If I have a company object, an address object and a contact object - it seems that in order to achieve the same result - you would call a 'getCompanies' method that would return a list, and you'd loop over the list, and call 'getAdderss' for each, and likewise a 'getContact' - passing in the company ID etc.
In a web app - this means A LOT more traffic from the application layer to the DB for the data, and a lot of smaller DB calls, etc. - it seems SERIOUSLY less effective.
If you then move a fair amount of this logic to the client side, for an AJAX application, you're incurring network traffic ON TOP of the increased internal network overhead.
Can someone please comment on the best ways to approach this. Maybe its a conceptual thing.
Someone suggested that a 'gateway' is when you access these large data-sets, as opposed to smaller more granular object data - but this doesn't really help my understanding,and Im not sure it's accurate.
Of course getting everything you need at once from the database is the most efficient. You don't need to give that up just because you want to write your code as an OO model. Basically, you get all the results from the database first, then translate the tabular data into a hierarchical form to fill objects with. "getCompanies" could make a single database call joining addresses and contacts, and return "company" objects that contain populated lists of "addresses" and "contacts". See Object-relational mapping.
I've dealt with exactly this issue many times. The first and MOST important thing to remember is : don't optimize prematurely. Optimize your code for readability, the DRY principle, etc., then come back and fix things that are "slow".

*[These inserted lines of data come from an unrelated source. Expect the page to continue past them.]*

PR #2261, opened 2025-01-28
Port process modify for OrderMatchingEngine in Rust

filipmacek:
# Pull Request

- Implemented the `process_modify` function in the `OrderMatchingEngine` and the `update_order` function.
- Verified that a "modify rejected" event is correctly generated when the order does not exist.
- Bootstrapped several `update_`  functions to support pattern matching in the main `update_order function`, laying the groundwork for their porting in the next PRs.


cjdsellers (approved):
:ok_hand:

PR #2266, opened 2025-01-29
Refactor option greeks feature

faysou:
# Pull Request

Refactor option greeks feature

- integrate option greeks calculation method in actor so calculations can be done synchronously in a strategy
- maintained ability to publish greeks, store them in a catalog and load them from a catalog
- added helper function for subscribing to greeks so a callback stores cached greeks loaded from a catalog
- improved example so it doesn't need a delay to wait for loaded greeks when subscribing to them from a catalog, the trick is to add the greeks backtestdataconfig before other types of market data so it reaches actors before.
- ability to compute shocked greeks and prices by shifting spot, vol, or time to expiry, this allows to have estimate of how portfolio greeks could evolve by varying the relevant market data variables. taking into account Futures correctly for this.
- the reason to have the greeks functionality in actor, is that any subclass of actor, for example a class responsible for monitoring greeks, can easily access the functionality
- added price field to PortfolioGreeks
- Removed InterateRateData, keeping only InterestRateCurveData
- InterestRateProvider caches InterestRateCurveData so it's then accessible the greeks computation function
- Fixed a bug in the cache when using price with bars
- Added GreeksCalculator class for greeks related function, accessible via actor.greeks.portfolio_greeks for example

## Type of changs

Tested using databento_option_greeks.py notebook, updated


nautilus_trader/common/actor.pyx
```diff
@@ -3453,8 +3573,53 @@ cdef class Actor(Component):
...
+        None
+
+        """
+        used_handler = handler or self.cache_greeks
+        self._msgbus.subscribe(
+            topic=f"data.GreeksData.instrument_id={underlying}*",
+            handler=used_handler
+        )
+
+    def cache_greeks(self, greeks_data: GreeksData):
```
cjdsellers, line 3610: I think its a bit asymmetric to expose a helper just for greeks, and not the other data types?
Better if we added `add_greeks` to the cache at this point?

cjdsellers (commented):
I think this is a good change moving `greeks.py` from risk to model.

I'm still unsure if actor is the right location for greeks calculations though, as this makes every actor a specialized greeks calculator too.

nautilus_trader/cache/cache.pyx
```diff
@@ -19,15 +19,13 @@ import time
...
-from nautilus_trader.cache.config import CacheConfig
-from nautilus_trader.core.rust.model import PriceType as PriceType_py
-
 from cpython.datetime cimport datetime
 from cpython.datetime cimport timedelta
 from libc.stdint cimport uint8_t
 from libc.stdint cimport uint64_t
 
+from nautilus_trader.cache.config import CacheConfig
+from nautilus_trader.core.rust.model import PriceType as PriceType_py
```
cjdsellers, line 28: It's a non-obvious convention, but we standardize pure Python imports above Cython imports for various reasons, so the previous location was intentional.

nautilus_trader/common/actor.pyx
```diff
@@ -26,19 +26,22 @@ attempts to operate without a managing `Trader` instance.
 
 import asyncio
 from concurrent.futures import Executor
+from typing import Callable
 
 import cython
 
+from cpython.datetime cimport datetime
+from libc.stdint cimport uint64_t
```
cjdsellers, line 34: As above, previous location was correct (Cython will go soon, so thankfully we don't need to remember this for much longer).

nautilus_trader/risk/greeks.pyx
```diff
@@ -0,0 +1,260 @@
...
+from nautilus_trader.model.data cimport DataType
+from nautilus_trader.model.identifiers cimport InstrumentId
+from nautilus_trader.model.identifiers cimport StrategyId
+from nautilus_trader.model.identifiers cimport Venue
+from nautilus_trader.model.objects cimport Price
+from nautilus_trader.model.position cimport Position
+
+
+cdef class GreeksCalculator:
+    def __init__(self, msgbus: MessageBus, cache: CacheFacade, clock: Clock, logger: Logger):
```
cjdsellers, line 42: Ideally we follow the formatting convention of other Cython classes (hang params).

Also, need to add docstrings.

cjdsellers (commented):
Thanks @faysou this is nicely done.

faysou:
I'm done with the changes mentioned above.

However, specific to this case, rather than iteratively getting the addresses for each company one at a time, pass a list of all the company IDs to the fetcher, and get all the addresses for all those company ids, then cache that list of addresses in a map. When you need to fetch an address by addressID, fetch it from that local cache. This is called an IdentityMap. However, like I said, I don't recommend recoding the flow for this optimization until needed. Most often there are 10 things on a page, not 100 so you are saving only a few milliseconds by changing the "normal" flow for the optimized flow.
Of course, once you've done this 20 times, writing code in the "optimized flow" becomes more natural, but you also have the experience of when to do it and when not to.